- Exercise description -
Each line from the one that contains "and simply have" to the end of the entries must be copied word for word, and only those lines.

- Stored items -
PR #175, opened 2017-05-16
BOLT 2,4,7: use 8 bytes for amounts, restrict add_htlc for bitcoin only.

rustyrussell:
We had 4 byte fields for amounts because people have no ability to assess
risk, and this limited the damage to $70 at a time.

But then that means $1 maximum HTLCs on Litecoin, which isn't enough
for a cup of (decent) coffee.

Rather than have boutique hacks for Litecoin we enlarge the fields now,
and simply have a bitcoin-specific restriction that the upper 4 bytes be 0.

Suggested-by: Olaoluwa Osuntokun <laolu32@gmail.com>

### DIFF
--- a/02-peer-protocol.md
+++ b/02-peer-protocol.md
@@ -90,7 +90,7 @@ desire to set up a new channel.
    * [`8`:`dust_limit_satoshis`]
    * [`8`:`max_htlc_value_in_flight_msat`]
    * [`8`:`channel_reserve_satoshis`]
-   * [`4`:`htlc_minimum_msat`]
+   * [`8`:`htlc_minimum_msat`]
    * [`4`:`feerate_per_kw`]
    * [`2`:`to_self_delay`]
    * [`2`:`max_accepted_htlcs`]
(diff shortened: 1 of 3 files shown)


EmelyanenkoK:
As I understand in the future LN will support cross-chain swap. Thus we should be aware of ethereum-based chains. In ethereum indivisible unit is 1e-18 of one eth.
Thus I propose to extend `funding_satoshis` field too, from 8bytes to 16. It allows us to lock up sufficient amount of ether in the channel (18.5 eth for now)

rustyrussell:
@EmelyanenkoK I understand what you're saying, but we're going to need more changes for ethereum, and as no hardware supports 128-bit numbers natively, I'm reluctant to change this.  If people want to send more than 18.5 ethers(?) which seems like $1500 right now, we can add a field for them.

cdecker:
That branch name... LGTM

Roasbeef:
@EmelyanenkoK well as is written now ETH, can't simply copy-pasta the spec into the domain of their blockchain. In fact, I'm not aware of any specification efforts on their part (nor of the design of their LN emulation), so for now I think it make sense to just focus on BTC (which allows BTC derived coins like LTC adopt the spec verbatim).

- Answer for the task -
and simply have a bitcoin-specific restriction that the upper 4 bytes be 0.

Suggested-by: Olaoluwa Osuntokun <laolu32@gmail.com>

### DIFF
--- a/02-peer-protocol.md
+++ b/02-peer-protocol.md
@@ -90,7 +90,7 @@ desire to set up a new channel.
    * [`8`:`dust_limit_satoshis`]
    * [`8`:`max_htlc_value_in_flight_msat`]
    * [`8`:`channel_reserve_satoshis`]
-   * [`4`:`htlc_minimum_msat`]
+   * [`8`:`htlc_minimum_msat`]
    * [`4`:`feerate_per_kw`]
    * [`2`:`to_self_delay`]
    * [`2`:`max_accepted_htlcs`]
(diff shortened: 1 of 3 files shown)


EmelyanenkoK:
As I understand in the future LN will support cross-chain swap. Thus we should be aware of ethereum-based chains. In ethereum indivisible unit is 1e-18 of one eth.
Thus I propose to extend `funding_satoshis` field too, from 8bytes to 16. It allows us to lock up sufficient amount of ether in the channel (18.5 eth for now)

rustyrussell:
@EmelyanenkoK I understand what you're saying, but we're going to need more changes for ethereum, and as no hardware supports 128-bit numbers natively, I'm reluctant to change this.  If people want to send more than 18.5 ethers(?) which seems like $1500 right now, we can add a field for them.

cdecker:
That branch name... LGTM

Roasbeef:
@EmelyanenkoK well as is written now ETH, can't simply copy-pasta the spec into the domain of their blockchain. In fact, I'm not aware of any specification efforts on their part (nor of the design of their LN emulation), so for now I think it make sense to just focus on BTC (which allows BTC derived coins like LTC adopt the spec verbatim).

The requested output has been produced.